Michal Roxie Johnson and Kayah Calhoun reading from the work of May Miller. Photo courtesy of FPCT.
“We create only from familiar elements, the possibilities of which are enhanced by imagination.”
– May Miller, “The Creative Urge,” Journal of National Association of College Women 1936
A prolific author during the 1920s and ‘30s, May Miller (Sullivan) was both versatile and prolific. If her name is less well-known than some others of the Harlem Renaissance period, it’s because Miller was never based in New York. She was born and raised in Washington, DC, where her father was an important professor at Howard University. She studied under Angelina Weld Grimké (“Rachel,” 1916) at Dunbar High School, who encouraged her to try her hand at play writing. She created fifteen titles over her career, nine of which were published. Most of them were written during a period when Miller worked as a teacher at Frederick Douglass High School in Baltimore.
…a highly engaging, salon-style presentation…

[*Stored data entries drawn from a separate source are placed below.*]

PR #1895, opened 2017-03-23
Fix permissions of the cf_env_setup.sh script

ccostino:
This changeset fixes the permissions of the cf_env_setup.sh script so that it is executable.


ccostino:
Whoever is able to review this, please feel free!

PR #1906, opened 2017-03-28
Feature/gov cloud changes

LindsayYoung:
Adds Bandit 
Get rid of lingering Sentry
New Relic name standardization


manifest_stage.yml
```diff
@@ -7,5 +7,5 @@ env:
   FEC_CMS_URL: https://fec-stage-proxy.app.cloud.gov
   FEC_WEB_API_URL: https://api-stage.open.fec.gov/
   FEC_WEB_DEBUG: true
-  FEC_WEB_ENVIRONMENT: stage
+  FEC_WEB_ENVIRONMENT: prod
```
ccostino: This is the staging manifest, we should change this back to `stage`, right?

Issue #1894, opened 2017-03-22
Make data landing page resilient to API failures


noahmanger:
Currently, if an API endpoint that the data landing page relies on is down, the page throws a key error and crashes. We should update the view logic to be more resilient to prevent these issues from crashing the page in the future.

LindsayYoung:
I *think* we want to change the line in api_caller.py:
https://github.com/18F/openFEC-web-app/blob/develop/openfecwebapp/api_caller.py#L35
```
    return results.json() if results.ok else {}
```
to 
```
    return results.json() if results.ok else {'results': []}
```
I think that will make it a bit more graceful of a fail if an endpoint is misbehaving.

PR #1910, opened 2017-03-28
Preventing key errors if the API is down

noahmanger:
Small fix to prevent key errors that occur if API is down. This checks to make sure there's a `results` key in the `response` and otherwise returns `None`. 

Let me know if there's a better way to do this.

cc @LindsayYoung 

Resolves https://github.com/18F/openFEC-web-app/issues/1894


LindsayYoung:
Thank you so much! We will still want to fix things, of course but this removes a lot of pressure if one of the endpoints misbehave

PR #1189, opened 2024-09-06
fix: make TOC rendering consistent regardless of the page content

### LINKED ISSUE #1188: Issues with broken ToC layout
There are a few issues connected to the ToC in the right column on the page.
1. on some pages, it gets displayed under the main article
	- e.g. https://docs.apify.com/platform/actors/development/actor-definition/input-schema/specification/v1
	- it's probably because of some weird interaction between our docs theme, `display: flex` on the main layout and `overflow: auto` on code blocks
	- if you delete long lines in code blocks (e.g. lines 43 and 406 [here](https://github.com/apify/apify-docs/blob/2b1e1eeaeb65ebe493189fb37fbf8dec5d91ed42/sources/platform/actors/development/actor_definition/input_schema/specification.md?plain=1)), the layout gets fixed
2. on some pages, scrolling through the page makes the laout wider / narrower, resulting in the article jumping around
	- it might be connected to long subheadings being marked as current in the ToC

https://github.com/user-attachments/assets/4590a167-a0d7-426b-9648-e3ef87a8948b

Reported here: https://apify.slack.com/archives/C0L33UM7Z/p1725462627933989
cc @barjin

barjin:
Sets `flex-wrap: nowrap` to allow for "overflowing" TOC when too wide. 

Swizzles the `TOCItems` component into `@apify/docs-theme`. Uses a [hack](https://stackoverflow.com/questions/556153/inline-elements-shifting-when-made-bold-on-hover) with `::before` pseudoclass to reserve space for the bold TOC items, so the element width doesn't change on selection.

Closes #1188


apify-docs-theme/src/theme/TOCItems/styles.module.css
```diff
@@ -0,0 +1,12 @@
...
+}
+
+.apifyTocLink::before {
+    display: block;
+    content: attr(data-label);
+    font-weight: 700;
+    height: 0;
+    overflow: hidden;
+    visibility: hidden;
+}
```
B4nan, line 12:
```suggestion
}

```

src/theme/DocItem/Layout/styles.module.css
```diff
@@ -21,4 +21,8 @@
   .docItemCol {
     max-width: 820px !important;
   }
+}
+
+.row {
+  flex-wrap: nowrap;
 }
```
B4nan, line 28:
```suggestion
}

```

B4nan (approved):

PR #1190, opened 2024-09-09
chore: throw on build with broken anchors

### LINKED ISSUE #952: Check broken anchors
This is more of a suggestion or an idea for future. We already check whether links are broken. We could check if anchors we point to in our documents actually exist. Those links are valid as in that the page exists and will load in reader's browser, but if the link contains an anchor, the intention was to point to a specific paragraph.

This is something I think Docusaurus could check out of the box (MkDocs has similar features) or that could be achieved by a relatively simple script in our CI, which goes through the resulting HTML and fails if something is off. In the past I wrote a similar script for myself in Python.

barjin:
Docusaurus v3 adds the [`onBrokenAnchors`](https://docusaurus.io/docs/api/docusaurus-config#onBrokenAnchors) setting that allows us to fail the build when Docusaurus finds broken anchor links (internal fragment links). 

Closes #952


TC-MO (approved):
Ready for merge, 
Changed to `warn` it still shows a lot of API ref links but they work when clicked manually, all other broken anchors have been fixed

barjin:
Looking good to me, thank you and feel free to merge @TC-MO 👍🏽  Given that this fixes broken links, I don't think anybody's gonna object 😄

TC-MO:
Yeah I doubt anyone would object to 100+ fixed links :D

PR #1201, opened 2024-09-10
style: let the reader decide if something is simple or easy (upstream branch)

honzajavorek:
Closes https://github.com/apify/apify-docs/pull/1071. It's the same PR, but from an upstream branch, not from my fork. As discussed on Slack, this works around unauthorized npm token on CI.

I also rebased the original branch on top of current master, hopefully without mistakes. Otherwise the changes should be the same.


honzajavorek:
So I went through the endless diff myself now, once again, just to be super sure I didn't mess up during the rebase. All seems good 🙏 @TC-MO can I have one more rubber stump here, please? (I know you've already approved the previous one, but GitHub won't allow me to merge this without explicit review.)

PR #1202, opened 2024-09-10
fix: avoid permanent redirects (upstream branch)

honzajavorek:
Closes https://github.com/apify/apify-docs/pull/1101. It's the same PR, but from an upstream branch, not from my fork. As discussed on Slack, this works around unauthorized npm token on CI.

I also rebased the original branch on top of current master, hopefully without mistakes. Otherwise the changes should be the same.


honzajavorek:
@TC-MO One more rubber stamp, please 🙏 I went through the diffs after rebasing, caught some leftovers and fixed them in d7894d6, now it looks okay.

TC-MO (approved):

PR #1203, opened 2024-09-10
docs: Add documentation for Milvus/Zilliz database integration

jirispilka:
This integration is similar to Pinecone/Qdrant. I'm writing a tutorial on how to use Apify with Milvus/Zilliz, and it would be good to reference our documentation in the tutorial.

Just a note: Milvus is an open-source vector database, and Zilliz offers a managed solution based on Milvus.

@TC-MO, could you please review the English? I haven't included any screenshots, as I believe the description should suffice to get started. Also, maintain and update screenshot is a bit painful. 

Additionally, I haven't added this integration to the [cards](https://docs.apify.com/platform/integrations#data-pipelines-etls-and-aillm-tools). Do you think it should be included there?


jirispilka:
> I don't see any reason to not add it to the cards, so we can move forward with this

Thanks 👍🏻  added.

TC-MO (approved):
Content-wise LGTM, I was wondering whether we should somehow inform readers that this will be done through Zilliz through admonitions or something, but I guess we've set the precedent with Telegram integration that is done the same way through Zapier. Are ther plans to create guide that shows direct Milvus integration without 3rd party solutions?

PR #1207, opened 2024-09-11
fix: revert details component rendering to pre-v3 state

### LINKED ISSUE #1199: The <Details /> component doesn't present summary very well
The text of the `<summary>` tag is indistinguishable from the rest of the contents. It also isn't visible when the component is collapsed. There's just a placeholder text _Details_, which isn't helpful.

Previously we were using native HTML `<details>` elements, just styled with CSS. After the Docusaurus v3 upgrade or perhaps with other changes, the docs now use a custom `<Details />` component. Is there a reason why we do so?

## Collapsed

Screenshot 2024-09-10 at 10 31 54

Screenshot 2024-09-10 at 10 32 15

## Open

Screenshot 2024-09-10 at 10 32 33

Screenshot 2024-09-10 at 10 32 51

## How it should work

Screenshot 2024-09-10 at 10 35 25

barjin:
Fixes the mismatch between the `<details>` element pre- and post- the Docusaurus v3 update. Caused by Docusaurus expecting (some?) MDX component names being capitalized. 

Closes #1199

### DIFF
--- a/apify-docs-theme/src/theme/MDXComponents/Details.js
+++ b/apify-docs-theme/src/theme/MDXComponents/Details.js
@@ -6,7 +6,7 @@ export default function MDXDetails(props) {
     // Split summary item from the rest to pass it as a separate prop to the
     // Details theme component
     const summary = items.find(
-        (item) => React.isValidElement(item) && item.props?.mdxType === 'summary',
+        (item) => React.isValidElement(item) && item.type === 'summary',
     );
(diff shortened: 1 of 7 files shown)


barjin:
Also, the chevron on the left doesn't seem to be the right size (and position)... Maybe yet another `<html style="font-size: 10px">` collateral @jbartadev ?

obrazek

Fells Point Corner Theatre (FPCT) has produced a highly engaging, salon-style presentation of several of Miller’s works. The evening is directed by Mari Andrea Travis, and features four poems and three short plays, performed by an ensemble of gifted actors. The salon format is a worthy new experiment for FPCT, based on the idea of breaking down the invisible divide between artist and audience. One ingenious expression of this thought is in a series of interconnecting string lights above the house and stage: performers and spectators share a common space, and participate together in a common experience. Each of the plays is followed by a free-flowing discussion, moderated by Travis.
The poems and plays are presented book-in-hand. There are several props and costume pieces employed, which give the work a feeling of being somewhere in-between staged reading and full-scale production. Technical elements are minimal. The ensemble, when not actively performing, occupies a Brechtian ring of chairs. The four selected poems are very short, and used to great effect as a sort of punctuation among the three presented plays. The first of these is “Sojourner Truth,” a parable in which Michal Roxie Johnson plays the title character, “scouring” the land for sinners. Pausing in a small town, she encounters a group of young white boys who have pyromania on their minds. Truth dissuades them, and the group is so overcome with salvation that they later take her side when local citizens try to run her out of town. “Sojourner Truth” was one of three pieces Miller wrote for a 1935 anthology entitled “Negro History in Thirteen Plays.”
“Christophe’s Daughters,” also from 1935, is the second play of the salon. It is an adaptation of real events surrounding the death of King Henry I of Haiti in 1820. Christophe Henri had been a leader in the Haitian revolution 30 years before, eventually rose to the presidency, then established a monarchy for himself. At the end of his life, he feared a coup and committed suicide. For Miller’s purposes, the King’s death was switched to assassination—but her play centers not on His Majesty, but on princesses Athénaire and Améthiste (Amina Banks and Kayah Calhoun). The pair fear for the life of their father, as a rioting mob closes in on the palace. The king’s life can’t be saved, but the girls must still do whatever they can to save his corpse from mutilation by the mob.
In 1925, Miller’s “The Bog Guide” took third prize for playwriting in the inaugural contest of literary magazine, “Opportunity: Journal of Negro Life,” a publication of the National Urban League. The play is set in “the great dark continent” where two white Englishmen, Elwood Bealer (Brent Warren) and Rupert Masters (Jalen Bond), find themselves in unfamiliar and scary surroundings. A mysterious Woman, Sabali, appears to them. She is revealed to be the “bog guide” and delivers reckoning to both men. Tiffany Ginyard, who provides drumming accompaniment throughout the production, does so here as well—adding urgency to Sabali’s poetic and fluid sequences.
Running time: Two hours without an intermission.
Advisory: Racial epithets (the “n” word).
“An Evening of May Miller” runs through February 4, 2023 at Fells Point Corner Theatre, 251 S. Ann Street, Baltimore, MD 21231. Tickets are available online. Masks are not required at the theater. Proof of vaccination is not required.